Working from the records below, repeat exactly the lines starting at the line that contains "but again, the" and ending at the line that contains "return a Sequence", inclusive.

[RECORDED INFORMATION — start]

PR #1021, opened 2021-05-18
Reduce the scope of multiple utility classes in core module

jube:
This PR reduces the scope of some classes in the core module, namely:

- `MapSequence`
- `SkipSequence`
- `TakeSequence`
- `WhereSequence`
- `StringByteSequence`
- `StringCodePointSequence`
- `MapKeySequence`
- `MapValueSequence`

These classes do not appear in the documenation, so if code relies on their presence, it's some kind of undefined behavior. As a counter-example, `MapEntry` was not removed as its name explicitely appears in the documentation.

Some pros:

- The names do not appear anymore in the core module and can be used safely in user code
- The number of core symbols is reduced
- The creation of classes is paid only when needed, i.e. when the function is called. As a consequence, it reduces the runtime of core loading and hence the startup time.
- If the classes have to be changed in the future, it will be easier as they are not part of the core interface anymore

Some cons:

- These classes have to be created at each call of the functions. But the functions create a whole sequence so the cost can be balanced with the cost of the loop (that does not change).


joshgoebel:
Very interesting.  Someone is going to ask for performance numbers I'm sure. :-)

> The names do not appear anymore in the core module and can be used safely in user code
> The number of core symbols is reduced

Curious, which of these was the primary motivator for this PR?

>  it reduces the runtime of core loading and hence the startup time.

I'd say for most use cases this feels backwards... I'd rather have the runtime performance and let it start up a few milliseconds slower.  I've been doing a lot of test suite work lately and we're already so much faster than so many things at startup.  

> If the classes have to be changed in the future, it will be easier as they are not part of the core interface anymore

Perhaps they should simply be named `TakeSequence_` as another way of solving this concern.

mhermier:
No need to ask for performance numbers. There is a certain issue in the compiler/vm, that makes it not really suitable to have embed class inside function. Each time you call the class you patch each method, and the performance are far beyond one would expect since we recreate a class on each calls.
In simple terms, this is not the way to go, even if it works.

ruby0x1:
Thanks for the PR!

Every one of these is used extensively in regular wren code, it would have a large impact on general performance if you pay the cost for every single call site. I don't think the trade off it the right one, the start up time is negligible and the runtime issue is far more important. 

I also don't think this is an issue to solve, I know it was discussed in other issues but sometimes these discussions are solutions in search of a problem.

The effort is appreciated though.

joshgoebel:
> and can be used safely in user code

@ruby0x1 Is this perhaps a small valid point?  If we use `symbol_` elsewhere to indicate "private", should these classes be marked the same - or are they intended to be part of the public API even if undocumented?

jube:
@ruby0x1 OK, no problem.

Just to mention a small point though. Three of these classes appear in tests and, IMO, they should not appear as they are not part of the interface.

- in `test/core/string/bytes.wren`, `StringByteSequence` appears but the documentation says that `bytes` should return a `Sequence`
- in `test/language/module/implicitly_imports_core/module.wren`, `MapKeySequence` and `MapValueSequence` appear but again, the documentation does not specify the actual type of `keys` and `values` (just `Sequence`)

Do you want a PR just for this?

joshgoebel:
> they should not appear as they are not part of the interface.

I'm not sure I see a problem with parts of our test suite testing the internals... that sounds like more of a policy decision?  I was more concerned with the naming and whether we want people just making their own new instances of `StringByteSequence` for whatever reason or whether we should flag it as private API.

> StringByteSequence appears but the documentation says that bytes should return a Sequence

I think `StringByteSequence` is just an implementation detail here.  It's a Sequence by all intents and purposes because it inherits from Sequence... I'm guessing the fact that it's a subclass isn't relevant to the API usage.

[RECORDED INFORMATION — finish]

-- SOLUTION TO THE PROBLEM --
- in `test/language/module/implicitly_imports_core/module.wren`, `MapKeySequence` and `MapValueSequence` appear but again, the documentation does not specify the actual type of `keys` and `values` (just `Sequence`)

Do you want a PR just for this?

joshgoebel:
> they should not appear as they are not part of the interface.

I'm not sure I see a problem with parts of our test suite testing the internals... that sounds like more of a policy decision?  I was more concerned with the naming and whether we want people just making their own new instances of `StringByteSequence` for whatever reason or whether we should flag it as private API.

> StringByteSequence appears but the documentation says that bytes should return a Sequence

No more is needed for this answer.